Important characteristics going forward: Long-term stance and patience
Events in March were about nothing other than the global spread of the coronavirus and its impact on both the real economy and risk sentiment. The effects of this have far exceeded early fears, leading both central banks and governments to roll up their sleeves and introduce extensive support packages, interest rate cuts and various stimulus measures.
Thanks to these, and after dramatic tumbles for all classes of risk asset earlier in the month, risk appetite is now slightly improved and there have been tentative but broad stock market gains.
After substantial price declines in the credit market, driven mainly by the lack of liquidity, we are now seeing some stabilisation, and price levels have risen somewhat and liquidity is now judged to be slightly better than earlier in the month. The Norwegian government’s crisis fund for credit purchases of NOK 50 billion, half of which can be used for purchases of high yield credits, and the Riksbank’s expected support purchases of credits should provide further balance to the credit market going forward.
Despite cautious price increases, bond prices are still at historically low levels, making many credits look extremely attractive in terms of yields. In this market, levels of 10–15 percent are quite suddenly reasonable for quality companies, compared to the previous 4–7 percent.
The main focus during the month has been to maintain a liquid portfolio and sufficient cash to meet the fund’s flows by a good margin.

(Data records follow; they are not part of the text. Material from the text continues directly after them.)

Issue #5214, opened 2022-10-18
spurious interrupts from a gpio interrupt line


marcarla:
### Describe the bug

At random, interrupts from a gpio line are received by the interrupt handler twice. The problem is present only with a 64 bit system, while 32 bit systems are clean

### Steps to reproduce the behaviour

I send a square wave with frequency 1 kHz and duty cycle 50% to a gpio line (gpio4), programmed to generate interrupts both at the rising and falling edge. Interrupts should occur with cadence 500 us with alternating 0/1 values. A small module handles the interrupts flow and checks its coherency.
Sometimes (about once in a thousand events) a few usec after an interrupt has been handled (typically 4 ... 10), the service routine is entered again.
To reproduce the problem, these is the module source code:
[irqtest.c.txt](https://github.com/raspberrypi/linux/files/9814996/irqtest.c.txt)
and the Makefile (remove the .txt from names):
[Makefile.txt](https://github.com/raspberrypi/linux/files/9815008/Makefile.txt)

This same test, run on the same machine with a 32 bit system, goes clean through millions of events.

### Device (s)

Raspberry Pi 3 Mod. B

### System

pi@raspberrypi:~/irqtest $ raspinfo
System Information
------------------

Raspberry Pi 3 Model B Rev 1.2
PRETTY_NAME="Debian GNU/Linux 11 (bullseye)"
NAME="Debian GNU/Linux"
VERSION_ID="11"
VERSION="11 (bullseye)"

Raspberry Pi reference 2022-09-22
Generated using pi-gen, https://github.com/RPi-Distro/pi-gen, 005a8c73b05a2cab394073150208bf4f069e861a, stage4

Linux raspberrypi 5.15.61-v8+ #1579 SMP PREEMPT Fri Aug 26 11:16:44 BST 2022 aarch64 GNU/Linux
Revision	: a02082
Serial		: 00000000fd306629
Model		: Raspberry Pi 3 Model B Rev 1.2
Throttled flag  : throttled=0x0
Camera          : supported=0 detected=0, libcamera interfaces=0

Videocore information
---------------------

Aug 26 2022 14:04:36 
Copyright (c) 2012 Broadcom
version 102f1e848393c2112206fadffaaf86db04e98326 (clean) (release) (start)

alloc failures:     0
compactions:        0
legacy block fails: 0

Filesystem information
----------------------
Filesystem     1K-blocks    Used Available Use% Mounted on
/dev/root       14978128 3586248  10726152  26% /
[...]

PR #5589, opened 2023-08-31
drivers: irqchip: irq-bcm2835: Concurrency fix

pelwell:
The commit shown in Fixes: aims to improve interrupt throughput by getting the handlers invoked on different CPU cores. It does so (*) by using an irq_ack hook to change the interrupt routing.

Unfortunately, the IRQ status bits must be cleared at source, which only happens once the interrupt handler has run - there is no easy way for one core to claim one of the IRQs before sending the remainder to the next core on the list, so waking another core immediately results in a race with a chance of both cores handling the same IRQ. It is probably for this reason that the routing change is deferred to irq_ack, but that doesn't guarantee no clashes - after irq_ack is called, control returns to bcm2836_chained_handler_irq which proceeds to check for other pending IRQs at a time when the next core is probably doing the same thing.

Since the whole point of the original commit is to distribute the IRQ handling, there is no reason to attempt to handle multiple IRQs in one interrupt callback, so the problem can be solved (or at least made much harder to reproduce) by changing a "while" into an "if", so that each invocation only handles one IRQ.

(*) I'm not convinced it's as effective as claimed since irq_ack is called _after_ the interrupt handler, but the author thought it made a difference.

See: https://github.com/raspberrypi/linux/issues/5214
     https://github.com/raspberrypi/linux/pull/1794

Fixes: fd4c9785bde86 ("ARM64: Round-Robin dispatch IRQs between CPUs.")

### DIFF
--- a/drivers/irqchip/irq-bcm2835.c
+++ b/drivers/irqchip/irq-bcm2835.c
@@ -343,7 +343,8 @@ static void bcm2836_chained_handle_irq(struct irq_desc *desc)
 {
 	u32 hwirq;
 
-	while ((hwirq = get_next_armctrl_hwirq()) != ~0)
+	hwirq = get_next_armctrl_hwirq();
+	if (hwirq != ~0)
 		generic_handle_domain_irq(intc.domain, hwirq);
 }
 


popcornmix:
Okay with me.

Reverting the round robin commit is another option (in an ideal world combined with a an arm64 fiq solution for dwc).

P33M:
BCM2836/7 never had any sort of automatic interrupt dispatching to not-busy cores, so round-robin servicing would be a useful compromise in the general sense. Fiq_fsm is just the canary in the coalmine since it needs <100us servicing latency or things start to break.

PR #5597, opened 2023-09-08
ASoC: hdmi-codec: Fix broken channel map reporting

popcornmix:
Commit 5fe680b23327 ("ASoC: hdmi-codec: fix channel info for compressed formats") accidentally changed hcp->chmap_idx from ca_id, the CEA channel allocation ID, to idx, the index to the table of channel mappings ordered by preference.

This resulted in wrong channel maps being reported to userspace, eg for 5.1 "FL,FR,LFE,FC" was reported instead of the expected "FL,FR,LFE,FC,RL,RR":

~ # speaker-test -c 6 -t sine
...
 0 - Front Left
 3 - Front Center
 1 - Front Right
 2 - LFE
 4 - Unknown
 5 - Unknown

~ # amixer cget iface=PCM,name='Playback Channel Map' | grep ': values'
  : values=3,4,8,7,0,0,0,0

Revert this incorrect change so that channel maps are properly reported again.

Fixes: 5fe680b23327 ("ASoC: hdmi-codec: fix channel info for compressed formats")
Cc: stable@vger.kernel.org

### DIFF
--- a/fs/f2fs/segment.c
+++ b/fs/f2fs/segment.c
@@ -661,9 +661,7 @@ init_thread:
 				"f2fs_flush-%u:%u", MAJOR(dev), MINOR(dev));
 	if (IS_ERR(fcc->f2fs_issue_flush)) {
 		err = PTR_ERR(fcc->f2fs_issue_flush);
-		kfree(fcc);
-		SM_I(sbi)->fcc_info = NULL;
-		return err;
+		fcc->f2fs_issue_flush = NULL;
 	}
 
 	return err;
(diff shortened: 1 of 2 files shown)


popcornmix:
From @HiassofT here: https://github.com/LibreELEC/LibreELEC.tv/pull/8122

6by9:
Commit hash of the fixes looks dubious.

On rpi-6.1.y it's 3f388718331b5ce2acd34730448db001759868aa, but that has "commit 4e0871333661d2ec0ed3dc00a945c2160eccae77 upstream" in the commit text for the backport, and that would appear to be the commit in mainline (https://github.com/torvalds/linux/commit/4e0871333661d2ec0ed3dc00a945c2160eccae77)

HiassofT:
There was a bit of a mix-up as both broonie and tiwai applied the patch to their trees - seems the other commit hash survived when it was finally merged into mainline
https://patchwork.kernel.org/project/alsa-devel/patch/20230624165232.5751-1-hias@horus.com/#25403695

HiassofT:
Ah, sorry, my fault, 4e0871333661 is indeed the right githash - the hash in the commit message is wrong (glad you noticed that before I sent it upstream)

HiassofT:
I've sent the fix upstream now, with corrected hashes in the commit message. Best if you pick that one instead
https://patchwork.kernel.org/project/alsa-devel/patch/20230909114633.3193-1-hias@horus.com/

pelwell:
The version of the patch sent upstream as been applied and pushed offline.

Given current price levels, there are good opportunities to make long-term attractive investments, and this is also revealed by the fund’s current underlying coupon return, which is as much as 15,8 percent. Important characteristics going forward will be a long-term stance and patience since the journey back may be slow and edged by volatility. At the same time, we expect the majority of holdings to recover from the current large price declines in the long run and redeem the entire bond, while at the same time receiving relatively high coupon payments along the way.
The spread of the virus and its impact on the general risk sentiment led the fund to decline 18.39 percent in March, making the return so far this year -17.93 percent.